» What is required: Go through the data below and gather each line containing "should".

» Data:
PR #71, opened 2020-07-23
OSD-4925 validating UpgradeConfig prior to upgrade

dofinn:
This PR:
* Moves validation into its own packages
* Uses a validation builder/interface as apart of the reconciler
* refactors validation bar cincinatti verification
* Creates a 'util' package for testing

Extra:
* Returns reconciler error if status == ""
* Some house keeping comments in types

We should follow this card with test refactoring and standardisation.


pkg/controller/upgradeconfig/upgradeconfig_controller.go
```diff
@@ -117,19 +122,56 @@ func (r *ReconcileUpgradeConfig) Reconcile(request reconcile.Request) (reconcile
...
 
 	switch status {
-	case "", upgradev1alpha1.UpgradePhaseNew, upgradev1alpha1.UpgradePhasePending:
-		// TODO verify if it's time to do upgrade, if no, set to "pending", if it's yes, perform upgrade, and set status to "upgrading"
-		reqLogger.Info("checking whether it's ready to do upgrade")
+	case upgradev1alpha1.UpgradePhaseNew, upgradev1alpha1.UpgradePhasePending:
+		reqLogger.Info("Validating UpgradeConfig")
+
+		// Get current ClusterVersion
+		cv, err := osd_cluster_upgrader.GetClusterVersion(r.client)
```
mrbarge, line 138: A minor nit that doesn't necessarily need addressing here, but maybe we eventually need to refactor the code used by GetClusterVersion (and the GetCurrentVersion used by the validator) into something outside of the OSD Cluster Upgrader. Mainly because the controller and the validator are pretty OCP-agnostic things that now have a dependency on code sitting in the OSD-specific package, which gives me a few irritations design-wise.

pkg/validation/validation.go
```diff
@@ -0,0 +1,138 @@
...
+type ValidationBuilder interface {
+	NewClient(client client.Client) (Validator, error)
+}
+
+// validationBuilder is an empty struct that enables instantiation of this type and its
+// implimented interface.
+type validationBuilder struct{}
+
+// NewClient returns a Validator interface or an error if one occurs.
+func (vb *validationBuilder) NewClient(client client.Client) (Validator, error) {
```
mrbarge, line 136: The constructor doesn't seem to be saving the kube client to the struct or using it, is it needed?
Could either remove the client dependency (unless you foresee a need for it in future revisions), or alternately keep it and store it and also maybe move the GetClusterVersion() call (which uses the client) out of the controller and into the IsValidUpgradeConfig() function.

pkg/validation/validation.go
```diff
@@ -0,0 +1,138 @@
...
+	case -1:
+		logger.Info(fmt.Sprintf("%s is less then %s", dV, cV))
+		logger.Info(fmt.Sprintf("Downgrading cluster is not supported. Not Proceeding to %s", dV))
+		return false
+	case 0:
+		logger.Info(fmt.Sprintf("%s is equal to %s", dV, cV))
+		logger.Info(fmt.Sprintf("Cluster is already on version %s", cV))
+		return false
+	case 1:
+		logger.Info(fmt.Sprintf("%s is greater then %s", dV, cV))
```
mrbarge, line 120: Can we add a case for "default" that returns false, because otherwise if semver's Compare() goes wonky and returns a "2" for whatever reason it'll fall through to returning true.

pkg/validation/validation.go
```diff
@@ -0,0 +1,138 @@
...
+	// Check whether the desired version exists in availableUpdates
+	found := false
+	for _, v := range cvoUpdates {
+		if v.Version == dv && !v.Force {
+			found = true
+		}
+	}
+
+	if !found {
+		logger.Info(fmt.Sprintf("Failed to find the desired version %s in channel %s", desiredVersion, desiredChannel))
```
ravitri, line 98: As per https://github.com/openshift/cluster-version-operator/blob/master/pkg/cincinnati/cincinnati.go#L120 and https://github.com/openshift/cluster-version-operator/blob/master/lib/validation/validation.go there are certain validations done already by CVO. For this check regarding version check from channel, do we still need it again as part of upgrade operator? I think it would be also helpful to explore the re-sync period when CVO would perform the validation again after a change and let CVO report error if something is wrong. This is about keeping the validation checks of product via product itself if possible.

pkg/controller/upgradeconfig/upgradeconfig_controller_test.go
```diff
@@ -192,12 +241,32 @@ var _ = Describe("UpgradeConfigController", func() {
 
 				Context("When the cluster is ready to upgrade", func() {
 					Context("When a cluster upgrade client can't be built", func() {
+						var clusterVersionList *configv1.ClusterVersionList
+						BeforeEach(func() {
+							clusterVersionList = &configv1.ClusterVersionList{
```
mrbarge, line 246: Minor nit, looks like the `clusterVersionlist` variable could all be moved to one of the outer (even the outermost) BeforeEach() contexts, that would tidy things up a bit..

pkg/validation/validation.go
```diff
@@ -0,0 +1,138 @@
...
+		return false, err
+	}
+	upstreamURI, err := url.Parse(string(cV.Spec.Upstream))
+	if err != nil {
+		return false, err
+	}
+
+	updates, err := cincinnati.NewClient(clusterId, nil, nil).GetUpdates(upstreamURI, runtime.GOARCH, desiredChannel, currentVersion)
+	if err != nil {
+		return false, err
```
mrbarge, line 78: I mentally go back and forth on the Cincinnati stuff and don't have a horse in the race for whether we call it or not, but outside of that:

- If CVO is already reporting the version as valid, do we need to do a Cincinnati check at all? This could help remove Cinny as a blocking dependency in the majority of situations.
- If CVO is not reporting the version as valid, but Cincinnati does, do we still go ahead? (ie. is this a case where urgent CVE must go out, CVO hasn't synced yet, but we know that Cincinnati thinks everything's a-ok)
- If Cincinnati is down, could the error message please indicate that - we are currently relying on the error returned by the cincinnati client to contain useful data, which it may not. so eg
```suggestion
		return false, fmt.Errorf("Failed to pull Cincinnati updates: %v", err)
```

mrbarge:
I'm done with a review personally, outside of what I've noted in comments above things all look good.

pkg/validation/validation.go
```diff
@@ -0,0 +1,138 @@
...
+	"github.com/go-logr/logr"
+)
+
+// NewBuilder returns a validationBuilder object that implements the ValidationBuilder interface.
+func NewBuilder() ValidationBuilder {
+	return &validationBuilder{}
+}
+
+// Validator knows how to validate UpgradeConfig CRs.
+//go:generate mockgen -destination=mockValidation.go -package=validation github.com/openshift/managed-upgrade-operator/pkg/validation Validator
```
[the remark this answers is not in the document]
dofinn: sure. I did have this there at one stage. I think make squealed because my repo was not clean when I made the change. Resolved: f351af304bf7c65ef25f052469b86f6f430201c5

pkg/apis/upgrade/v1alpha1/upgradeconfig_types.go
```diff
@@ -150,7 +160,7 @@ type Update struct {
 	// Version of openshift release
 	// +kubebuilder:validation:Type=string
 	Version string `json:"version"`
-	// Channel we gonna use for upgrades
+	// Channel used for upgrades
```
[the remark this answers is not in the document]
dofinn: Good catch, I like it: df885c6c025b7db2de2ea5fe7b11d3c6e4db9987

pkg/controller/upgradeconfig/upgradeconfig_controller_test.go
dofinn: Yeah I think that kind of work can be done in a refactor? I would presume we are duplicating vars else where in this file.

pkg/validation/validation.go
dofinn: i think we leave this in until OCM is in front of the service and is validating against CIS.

pkg/validation/validation.go
dofinn: so AFAIK, we were leaving cincinatti validation in until OCM was infront of the service and sending down the curated versions in the upgradeConfig CR. If we want to change cincinatti validation, we should define our requirements in another task.

pkg/controller/upgradeconfig/upgradeconfig_controller_test.go
mrbarge: Yeah, the overall refactor will be a good place to just take a fresh look at things and re-structure to a common approach. Agree - don't need to do anything on this one here.  Refs OSD-4590

pkg/validation/validation.go
dofinn: good catch: 9e82bc63580cd51064f7a8e14ac3d3deca8db53e

pkg/validation/validation.go
dofinn: Resolved dep: ad2e4705621ded503b2b5a67cd942055fff39b2c

pkg/controller/upgradeconfig/upgradeconfig_controller.go
sedroche: +1 can we add to https://issues.redhat.com/browse/OSD-4168?

pkg/controller/upgradeconfig/upgradeconfig_controller.go
```diff
@@ -117,19 +122,56 @@ func (r *ReconcileUpgradeConfig) Reconcile(request reconcile.Request) (reconcile
...
+		if err != nil {
+			return reconcile.Result{}, err
+		}
+
+		// Build a Validator
```
sedroche, line 143: nitpick but the comments are unecessary

pkg/controller/upgradeconfig/upgradeconfig_controller.go
```diff
@@ -117,19 +122,56 @@ func (r *ReconcileUpgradeConfig) Reconcile(request reconcile.Request) (reconcile
 	}
 
 	status := history.Phase
-	reqLogger.Info("current cluster status", "status", status)
+
+	// status should never be an empty string at this stage. Explicity test and return error if it is.
+	if status == "" {
```
sedroche, line 127: Is this necessary? Cant see how it will be empty

dofinn: https://github.com/openshift/managed-upgrade-operator/pull/71/files/ad2e4705621ded503b2b5a67cd942055fff39b2c#diff-416322dadc9a204248e5e54f38904009L123

We currently accept it as valid. Id prefer to handle this explicitly.

sedroche: I'd remove that too :joy:

pkg/validation/validation.go
ravitri: As discussed on Slack, this could be taken up in https://issues.redhat.com/browse/OSD-4152 further on after considering how OCM decides to handle it.. For now to keep it as it is..

mrbarge:
Branch has tested successfully on a real cluster, @sedroche I'll let you have the honours of slapping an lgtm on it if/when you're happy.

pkg/controller/upgradeconfig/upgradeconfig_controller.go
dofinn: added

» Response to the exercise:
We should follow this card with test refactoring and standardisation.
dofinn: so AFAIK, we were leaving cincinatti validation in until OCM was infront of the service and sending down the curated versions in the upgradeConfig CR. If we want to change cincinatti validation, we should define our requirements in another task.
+	// status should never be an empty string at this stage. Explicity test and return error if it is.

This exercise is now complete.